A Note on Discrete Factorial Designs of Resolution Five and Seven and Balanced Arrays

D.V. Chopra1, Richard M. Low2, R. Dios3
1Department of Mathematics and Statistics Wichita State University Wichita, KS 67260-0033, USA
2Department of Mathematics San Jose State University San Jose, CA 95192, USA
3Department of Mathematical Sciences New Jersey Institute of Technology Newark, NJ 07102-1982, USA

Abstract

In this paper, we consider the use of balanced arrays (B-arrays) in constructing discrete fractional factorial designs (FFD) of resolution \((2u+1)\), with \(u=2\) and \(3\), in which each of the \(m\) factors is at two levels (say, \(0\) and \(1\)), denoted by factorial designs of \(2^m\) series.
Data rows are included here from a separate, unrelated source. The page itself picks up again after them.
PR #309, opened 2021-05-18
[MINI-3131] Feature/update get access token error type

munir-rakuten:
# Description
Added Specific error types to use from host app to show in mini apps when failed to fetch access token.
Demo App Can send 

MiniAppAccessTokenError.scopesNotSupportedError
MiniAppAccessTokenError.audienceNotSupportedError
MiniAppAccessTokenError.authorizationFailureError(message = "authorization failure error msg")
MiniAppAccessTokenError.custom(message = "custom error msg")

## Links
MINI-3131

# Checklist
- [x] I wrote unit test for new code


miniapp/src/main/java/com/rakuten/tech/mobile/miniapp/errors/MiniAppErrors.kt
```diff
@@ -0,0 +1,9 @@
+package com.rakuten.tech.mobile.miniapp.errors
+
+/** Type of errors for access token fetch **/
+@Suppress("MatchingDeclarationName")
+enum class AccessTokenErrorType(val errorKey: String) {
+    AudienceNotSupportedError("AudienceNotSupportedError"),
+    ScopesNotSupportedError("ScopesNotSupportedError"),
+    AuthorizationFailureError("AuthorizationFailureError");
```
minh-rakuten, line 8: The spec of `Authorization failure` declared that it is a custom error message sent from hostapp.
If we go only with `AccessTokenErrorType.errorKey` then the hostapp user cannot pass the error message so

we can create a `MiniAppAccessTokenError` class which contains `error: AccessTokenErrorType = OtherError` and `message: String = ""`.

When user does not pass the `message` which is empty as default, we will let the errorCallback send `AccessTokenErrorType.errorKey`.

miniapp/src/main/java/com/rakuten/tech/mobile/miniapp/js/userinfo/UserInfoBridge.kt
```diff
@@ -100,8 +101,27 @@ internal class UserInfoBridge {
                 accessToken.scopes = tokenPermission
                 bridgeExecutor.postValue(callbackObj.id, Gson().toJson(accessToken))
             }
-            val errorCallback = { message: String ->
-                bridgeExecutor.postError(callbackObj.id, "$ERR_GET_ACCESS_TOKEN $message")
+
+            // send a specifically formatted error key to show specific error in mini app
+            val errorCallback = { errorKey: String ->
```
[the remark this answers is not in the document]
munir-rakuten: @minh-rakuten  yes i wanted to do like this..bt it will be a major change and can break the previous implementation...

miniapp/src/main/java/com/rakuten/tech/mobile/miniapp/js/userinfo/UserInfoBridge.kt
```diff
@@ -100,15 +102,29 @@ internal class UserInfoBridge {
...
+                bridgeExecutor.postError(callbackObj.id, returnAccessTokenError(errorType))
             }
 
             userInfoBridgeDispatcher.getAccessToken(miniAppId, tokenPermission, successCallback, errorCallback)
         } else
             bridgeExecutor.postError(callbackObj.id, "$ERR_GET_ACCESS_TOKEN $ERR_ACCESS_TOKEN_NOT_MATCH_MANIFEST")
     }
 
+    private fun returnAccessTokenError(errorType: MiniAppAccessTokenError): String {
+        return when (errorType.error) {
```
khairul-alam-licon, line 117: I thought, just returning `AccessTokenErrorType.getValue(errorType.error)` would be enough 🤔 
Or, I am not sure about the context of `AuthorizationFailureError` here.

testapp/src/main/java/com/rakuten/tech/mobile/testapp/ui/display/MiniAppDisplayActivity.kt
```diff
@@ -195,7 +196,7 @@ class MiniAppDisplayActivity : BaseActivity() {
                     miniAppId: String,
                     accessTokenScope: AccessTokenScope,
                     onSuccess: (tokenData: TokenData) -> Unit,
-                    onError: (message: String) -> Unit
```
khairul-alam-licon, line 198: Then, we need to update the user-guide too:
Screen Shot 2021-05-25 at 0 03 10

CHANGELOG.md
```diff
@@ -6,6 +6,7 @@
 - **Feature:** Added `getUniqueId` new interface for invoking data using `onSuccess` and `onError`.
 - **Feature:** Support `mailto` uri address. See [this](https://developer.mozilla.org/en-US/docs/Web/HTML/Element/a).
 - **Feature:** Added `rakuten.miniapp.user.action.SEND_MESSAGE` custom permission and applied to `ChatBridgeDispatcher.sendMessageToContactId`.
+- **Change:** Updated `getAccessToken` result with new Error type i.e `AccessTokenErrorType` to support more errors
```
khairul-alam-licon, line 9: I think, if we still keep the old one, then we can replace the word "Updated" here by "Added" with mentioning that the old one is being deprecated.

khairul-alam-licon (commented):
Looking really close! 
I have left few concerns.

testapp/src/main/java/com/rakuten/tech/mobile/testapp/ui/display/MiniAppDisplayActivity.kt
munir-rakuten: yes we need to update it @khairul-alam-licon

miniapp/src/main/java/com/rakuten/tech/mobile/miniapp/js/userinfo/UserInfoBridge.kt
munir-rakuten: for the AuthorizationFailureError and Error type the message will be set by the host app so it needs the case @khairul-alam-licon

miniapp/src/main/java/com/rakuten/tech/mobile/miniapp/js/userinfo/UserInfoBridge.kt
```diff
@@ -100,15 +102,29 @@ internal class UserInfoBridge {
                 accessToken.scopes = tokenPermission
                 bridgeExecutor.postValue(callbackObj.id, Gson().toJson(accessToken))
             }
-            val errorCallback = { message: String ->
-                bridgeExecutor.postError(callbackObj.id, "$ERR_GET_ACCESS_TOKEN $message")
```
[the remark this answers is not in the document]
munir-rakuten: thanks, yes it can be done like that, @corycaywood  may suggest, should we support it?

miniapp/src/main/java/com/rakuten/tech/mobile/miniapp/js/userinfo/UserInfoBridgeDispatcher.kt
```diff
@@ -46,13 +47,35 @@ interface UserInfoBridgeDispatcher {
...
         onSuccess: (tokenData: TokenData) -> Unit,
         onError: (message: String) -> Unit
     ) = getAccessToken(miniAppId, onSuccess, onError)
 
+    /**
+     * Get access token from host app.
+     * @param accessTokenScope contains audience and scope for permission validation.
+     * @param onError contains custom error message send from host app
+     **/
+    @JvmName("getAccessToken")
```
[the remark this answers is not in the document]
munir-rakuten: yes, no need, bt i left it just for clearity... @khairul-alam-licon

miniapp/src/main/java/com/rakuten/tech/mobile/miniapp/errors/MiniAppError.kt
```diff
@@ -0,0 +1,16 @@
...
+
+/**
+ *  Contains the components to use custom errors from host app.
+ *  @property type The type of error.
+ *  @property message error message send to min app.
+ */
+@Keep
+data class MiniAppError(
+    val type: String = "",
+    val message: String = ""
```
corycaywood, line 13: I think both of these should be nullable.
@Climbatize Can the JS SDK handle the case where one or both is null?

miniapp/src/main/java/com/rakuten/tech/mobile/miniapp/errors/MiniAppError.kt
```diff
@@ -0,0 +1,16 @@
...
+
+import androidx.annotation.Keep
+
+/**
+ *  Contains the components to use custom errors from host app.
+ *  @property type The type of error.
+ *  @property message error message send to min app.
+ */
+@Keep
+data class MiniAppError(
```
corycaywood, line 11: Maybe this type should be something like `MiniAppBridgeError` so it's more clear where it's used. What do you think?

miniapp/src/main/java/com/rakuten/tech/mobile/miniapp/errors/MiniAppError.kt
```diff
@@ -0,0 +1,16 @@
...
+    val type: String = "",
+    val message: String = ""
+) {
+    constructor() : this(type = "", message = "")
```
corycaywood, line 15: I think this constructor isn't needed for anything, right?

miniapp/src/main/java/com/rakuten/tech/mobile/miniapp/errors/MiniAppErrorTypes.kt
```diff
@@ -0,0 +1,13 @@
+package com.rakuten.tech.mobile.miniapp.errors
+
+/** Enumeration that is used to return  Access Token error. **/
+enum class AccessTokenErrorType(val type: String) {
+    // Requested Audience is not supported
+    AudienceNotSupportedError("AudienceNotSupportedError"),
```
corycaywood, line 6: I'm not sure if these need to be defined as an enum. Shouldn't it be enough to define them as just strings since the `MiniAppError` accepts a string as the `type`?

miniapp/src/main/java/com/rakuten/tech/mobile/miniapp/errors/MiniAppError.kt
corycaywood, line 11: It seems like `MiniAppError` should be internal as this is exposing the JSON format that we're using. Also, we want them to only provide the supported types of errors to `getAccessToken`, so I think we need at least three classes:

- `MiniAppBridgeErrorModel` - internal data model (same as `MiniAppError` here currently)
- `MiniAppBridgeError` - abstract public class that's used as base class for errors to pass to mini app
- `MiniAppAccessTokenError` - public class that extends `MiniAppBridgeError` and is used as the error type for `getAccessToken`. It can also have pre-defined errors in the `companion object` to construct the specific errors. (i.e. `MiniAppAccessTokenError.audienceNotSupportedError`)

Do you think that makes sense?

corycaywood (commented):
Looking good, but I think we need a few tweaks for the public interface.

miniapp/src/main/java/com/rakuten/tech/mobile/miniapp/errors/MiniAppError.kt
munir-rakuten: @corycaywood  yes, we can use `MiniAppBridgeError` instead of `MiniAppError`, May be JS SDK use `MiniAppError`, so i thought it may look consistent in both platform, i will update it no problem

miniapp/src/main/java/com/rakuten/tech/mobile/miniapp/errors/MiniAppError.kt
munir-rakuten: yes, i will remove this constructor.. @corycaywood

miniapp/src/main/java/com/rakuten/tech/mobile/miniapp/errors/MiniAppError.kt
Climbatize: @corycaywood I managed this case so that's even fine to send `{}`

miniapp/src/main/java/com/rakuten/tech/mobile/miniapp/js/userinfo/UserInfoBridge.kt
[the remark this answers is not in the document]
Climbatize: @khairul-alam-licon @munir-rakuten I think we don't have to support the previous implementation there, as the callback is generated by the SDK and not by the host app, and is managed by the JS bridge

testapp/src/main/java/com/rakuten/tech/mobile/testapp/ui/display/MiniAppDisplayActivity.kt
Climbatize: I think you still need to update `USERGUIDE.md` @munir-rakuten :)

Climbatize (commented):
LGTM. I'll approve the request when the JS-Miniapp PR https://github.com/rakutentech/js-miniapp/pull/130 will be validated and the submodule upgraded there, and the user guide updated 👍

miniapp/src/main/java/com/rakuten/tech/mobile/miniapp/js/userinfo/UserInfoBridge.kt
```diff
@@ -100,8 +102,12 @@ internal class UserInfoBridge {
...
+
+            // send a specifically formatted error key to show specific error in mini app
+            val errorCallback = { callback: MiniAppAccessTokenError ->
+                // convert error callback to common MiniAppBridgeErrorModel
+                val errorBridgeModel = MiniAppBridgeErrorModel(callback.type, callback.message)
+                bridgeExecutor.postError(callbackObj.id, Gson().toJson(errorBridgeModel))
             }
```
Climbatize, line 111: this has to be done on line 115 where you just send a regular `String` as an error and not a `MiniAppBridgeErrorModel`

I think you will have to modify `doesAccessTokenMatch` method to return the right error type and not just a Boolean

Climbatize (changes requested):

khairul-alam-licon (approved):
Looks good 👍 
Also, need to update with JS side before merging this PR.

Climbatize (approved):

We make use of the well-known fact that such designs can be realized under certain conditions, by using balanced arrays of strength four and six (with two symbols), respectively. Here, we consider the existence of B-arrays of strength \(t=4\) and \(t=6\), and discuss how the results presented can be used to obtain the maximum value of \(m\) for a given set of treatment-combinations. Also, we provide some illustrative examples in which the currently available \(\max(m)\) values have been improved upon.